The global variable resolution stretched grid (SG) version of the Goddard Earth Observing System (GEOS) Data Assimilation System (DAS) incorporating the GEOS SG-GCM, has been developed and tested as an efficient tool for producing regional analyses and diagnostics with enhanced mesoscale resolution. The major area of interest with enhanced regional resolution used in different SG-DAS experiments includes a rectangle over the U.S. with 50 or 60 km horizontal resolution.The analyses and diagnostics are produced for all mandatory levels from the surface to 0.2 hPa.

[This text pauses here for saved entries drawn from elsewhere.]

Issue #1343, opened 2023-05-09
Bug fixes for Tinlake in Centrifuge App


annamehr:
- [x] The total value locked and value locked and capacity of Tinlake pools seems to be off, see https://app-catalyst.k-f.dev/pools
- [x] It looks like the token price charts are saying “Data unavailable”. Can we just hide this?
![Screenshot 2023-05-09 at 10 31 49](https://user-images.githubusercontent.com/31280003/237040509-7860619c-c123-4528-a812-d354ab767400.png)

- [x] When I cancelled a tx manually in Metamask, the toast got stuck (I can’t close it). After reloading my account got disconnected and had to clear my local storage and then I was able to connect my wallet again. 
![Screenshot 2023-05-09 at 10 36 13](https://user-images.githubusercontent.com/31280003/237041681-d82e8ba4-9d07-40ad-b1df-a156f8efb18e.png)

- [x] When trying to redeem, the button just says “Approve BT1TIN” and then the input -> Better UX experience is to show the input first, and then chain Approve + Transfer afterwards 

- [x] ETH logos in wallet component are broken in production environments <img width="1512" alt="Screenshot 2023-05-11 at 16 40 29" src="https://github.com/centrifuge/apps/assets/24418964/2d18d019-05dc-4e64-99d4-355f9de82725">

Hornebom:
Hide PriceYieldChart fallback 'No data available' solved within https://github.com/centrifuge/apps/pull/1356

PR #1356, opened 2023-05-10
Hide PriceYieldChart fallback if no data available

Hornebom:
### Description
Subtask from https://github.com/centrifuge/apps/issues/1343

- hide the fallback message 'No data available'
- extracts the token card into dedicated component to handle data loaded state
- render 'default' variant of InteractiveCard as expand functionality is not needed

### Approvals

- [ ] Dev
- [ ] Product


annamehr:
Looks good!

annamehr (approved):

fabric/src/components/InteractiveCard/index.tsx
```diff
@@ -32,10 +32,11 @@ export const InteractiveCard: React.FC<InteractiveCardProps> = ({
   subtitle,
   children,
   onClick,
+  isOpen,
   ...rest
 }) => {
   const [hovered, setHovered] = React.useState(false)
-  const [open, setOpen] = React.useState(rest.isOpen ?? false)
+  const [open, setOpen] = React.useState(isOpen ?? false)
```
onnovisser, line 39: there's a `useControlledState` hook for this purpose
```js
const {isOpen: externalOpen, setOpen: setExternalOpen} = props

const [open, setOpen] = useControlledState(false, externalOpen, setExternalOpen)
```
it will need the external setOpen so the component controlling the state can set it's own state. Otherwise the internal setOpen has no effect, when isOpen is passed

fabric/src/components/InteractiveCard/index.tsx
```diff
@@ -19,28 +20,33 @@ type OwnProps = {
...
+  const {
+    variant = 'default',
+    icon,
+    title,
+    titleAddition,
+    secondaryHeader,
+    subtitle,
+    children,
+    onClick,
+    isOpen = false,
```
onnovisser, line 38: these shouldn't have defaults

onnovisser (approved):

PR #1372, opened 2023-05-12
Refactor/Review calculation of value locked and capacity of pool

Hornebom:
### Description

Subtask from: https://github.com/centrifuge/apps/issues/1343

### Approvals
- [ ] Dev
- [ ] Product


centrifuge-app/src/components/PoolCard.tsx
```diff
@@ -113,16 +111,22 @@ export function PoolCard({ pool }: PoolCardProps) {
         />
         <LabelValueStack
           label="Capacity"
-          value={
```
onnovisser, line 116: this should be correct. I just realized we only need to re-enable the `currentNAV` call in `useTinlakePools`, which we disabled when the NAV was bugged.

Hornebom: Updated 👍

onnovisser (approved):

PR #1374, opened 2023-05-12
fix: kyc decline

jpangelle:
### Description

This pull request fixes the issue where a user still proceeds in the onboarding flow even when their KYC submission was denied.

### Approvals

- [ ] Dev

### Screenshots

The user will see this screen and will no longer be advanced to the next step:
image


sophialittlejohn (approved):
💯

PR #1375, opened 2023-05-15
fix: autoconnect wallet when visiting through gnosis safe app

jpangelle:
### Description

This pull request autoconnects the wallet when visiting through the Gnosis Safe app

### Approvals

- [x] Dev


onnovisser (approved):
🎉

Issue #1199, opened 2023-02-16
Reporting tab v2


annamehr:
[Figma file](https://www.figma.com/file/9iwvzHuvbjlHXRWlPWRxxc/Centrifuge-app---Version-2-(Branch)?node-id=7240%3A54828&t=wXEmwuLh6REu7qVM-0)

## Background
As an investor I want to see how the pool performs and be able to download reports as a csv file. 
As the first step Ben implemented `investor transactions`, `pool balance` and `asset list`. 

## Next

- [ ] Code refactoring
- [ ] Design implementation
- [ ] Add a `Borrower transactions report` and option to download the report as a csv file 

The schema that the subquery exposes for BorrowerTransaction is here: https://github.com/centrifuge/pools-subql/blob/main/schema.graphql#L233

Columns would be:
Loan ID
Epoch #
Timestamp
Type (created, priced, financed, repaid, closed)
Amount

Pdf download can be dismissed for now.

PR #1384, opened 2023-05-16
Feat/implement design reporting tab

Hornebom:
### Description
**Note**
Working pull request with verified commits: https://github.com/centrifuge/apps/pull/1520
This pr is only for reference

Issue: https://github.com/centrifuge/apps/issues/1199

### Approvals
- [ ] Dev
- [ ] Product


annamehr:
Some feedback: 

Pool balance:
* should we not display group by month if date range is last week and instead only display day in the dropdown?
* should we display the values on the left side instead of on the right side and have this big white spacing in between?

Screenshot 2023-05-17 at 12 53 00

offerijns:
A few testing notes:
- I wonder if it would make sense to fix the row names (the first column of the data table) and just scroll the remaining columns. If you look on https://app-pr1384.k-f.dev/pools/3317493590/reporting and scroll right, the row names (Pool value, Asset value, ...) quickly disappear.
- The data table width seems to be limited to the initial screen width and not grow with the full scrollable width.
Screenshot 2023-05-19 at 12 06 17

- I think we should parse/re-format the borrower and investor tx types a bit.

For the borrower tx type, I would suggest to just capitalize the first letter. E.g. `CREATED` => `Created`, `REPAID` => `Repaid`. And change `BORROWED` to `Financed` (as we consistently use this naming in the UI, while borrowing is just a term used in the code).

For the investor tx type, I would suggest:
`INVEST_ORDER_UPDATE` => `Investment order updated`
`REDEEM_ORDER_UPDATE` => `Redemption order updated`
`INVEST_ORDER_UPDATE` if currency amount is 0 => `Investment order cancelled`
`REDEEM_ORDER_UPDATE` if currency amount is 0 => `Redemption order cancelled`
`INVEST_EXECUTION` => `Investment executed`
`REDEEM_EXECUTION` => `Redemption executed`
`INVEST_COLLECT` => `[TRANCHE_TOKEN_SYMBOL] received in wallet` (e.g. `NS2DRP received in wallet`)
`REDEEM_COLLECT` => `[POOL_CURRENCY_SYMBOL] received in wallet` (e.g. `USDT received in wallet`)
`TRANSFER_IN` => `Deposited [TRANCHE_TOKEN_SYMBOL]`
`TRANSFER_OUT` => `Withdrawn [TRANCHE_TOKEN_SYMBOL]`
     
- The `Loan` column of the `Borrower transactions` view should be renamed to `Asset ID`, and should just display the number, not the pool ID prefix and the `-`. Similarly, the epoch column data should just be the epoch # (1, 2, 3, ...), not include the pool id prefix.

The assimilated regional mesoscale products are consistent with global scale circulation characteristics due to using the SG-approach. Both the stretched grid and basic uniform grid DASs use the same amount of global grid-points and are compared in terms of regional product quality.

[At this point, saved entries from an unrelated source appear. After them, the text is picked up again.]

Issue #1386, opened 2023-05-16
Testing feedback 


annamehr:
- [ ] Change the TIN APY and remove 0.00% and put `Variable` as the rate with a tooltip `Junior tranche accrues variable returns, which are based on the spread of average financing fee of the assets in the loans and the fixed interest rate that the senior tranche is accruing.`

<img width="701" alt="Screenshot 2023-05-16 at 18 57 20" src="https://github.com/centrifuge/apps/assets/31280003/879a8638-8b45-4f76-bb3d-21c257b6eb66">

- [ ] Remove the pool account button for Ethereum pools

- [ ] Align the external link icons in the Governance menu item with the chevron above as shown in the [designs](https://www.figma.com/file/Yl5BMnm3AOlxIt0g41PbcT/Centrifuge-Nav?type=design&node-id=111-10648&t=qgUGS5VXVlYidIhB-0)  

<img width="187" alt="Screenshot 2023-05-16 at 19 10 08" src="https://github.com/centrifuge/apps/assets/31280003/bea8be6c-96b4-4589-b5ac-353746ca0dca">

onnovisser:
I can look at nr. 4 and 6

Hornebom:
5: https://github.com/centrifuge/apps/pull/1389
7: https://github.com/centrifuge/apps/pull/1390

Will pick up 1,2 and 3

annamehr:
🔥🔥🔥🔥🔥

PR #1395, opened 2023-05-18
Centrifuge App: Show right token in invest form

onnovisser:
### Description

- Show right token in invest form
- Round low balances to 2 decimals in wallet button

Bug 4 and 6 of #1386

### Approvals

- [ ] Dev


annamehr:
Looks good!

The efficient down-scaling to mesoscales is obtained for the stretched-grid system for both instantaneous and time-averaged regional analyses and diagnostics. The experiments are performed for different seasons. The SG-DAS is capable of reproducing regional mesoscale patterns and diagnostics that are not produced by coarser uniform resolution runs (with the same amount of global grid points). Monthly mean precipitation for two anomalous U.S. summer events, the 1988 drought and 1993 flood, as well as for the anomalous spring event of 1998, is closer to gauge precipitation observations for the SG-DAS.

The SG-DAS fields and diagnostics are used for regional studies and for validation of regional climate simulation experiments produced with the GEOS SG-GCM. Also, more realistic, significantly stronger gradients and winds are produced by the SG-DAS for the super-typhoon Paka (December 1997). The impact of finer 40 km resolution is discussed in terms of subregional monsoonal precipitation and other characteristics and found positive.

The 13 months long (November 1997 to December 1998) SG-DAS experiment is performed with the stretched-grid with multiple areas of interest. The following four areas are used: the U.S.; the El Nino/Brazil area; India-China; and the eastern Indian Ocean/Australia. The efficient regional downscaling is obtained for all four areas. The assimilated products are analyzed for the following anomalous regional climate events: the April-June flooding in the Midwest and Northeast and drought in the South of the U.S.; the December-1997 - May-1998 Mexican drought; the Indian summer monsoon; the severe summer flooding in China; and anomalous precipitation over Australia.

The new series of SG-DAS experiments are conducted as ensemble calculations. Perturbations of initial conditions for the first guess (or the 6 hour forecast) are introduced. The impact of ensemble SG-DAS calculations is assessed in terms of a better representation of regional assimilated products. The perturbations of the analysis scheme parameters affecting its filtering properties is discussed.

The obtained results show that the stretched-grid data assimilation system is a viable tool/candidate for producing high resolution/mesoscale assimilated products for regional studies and applications.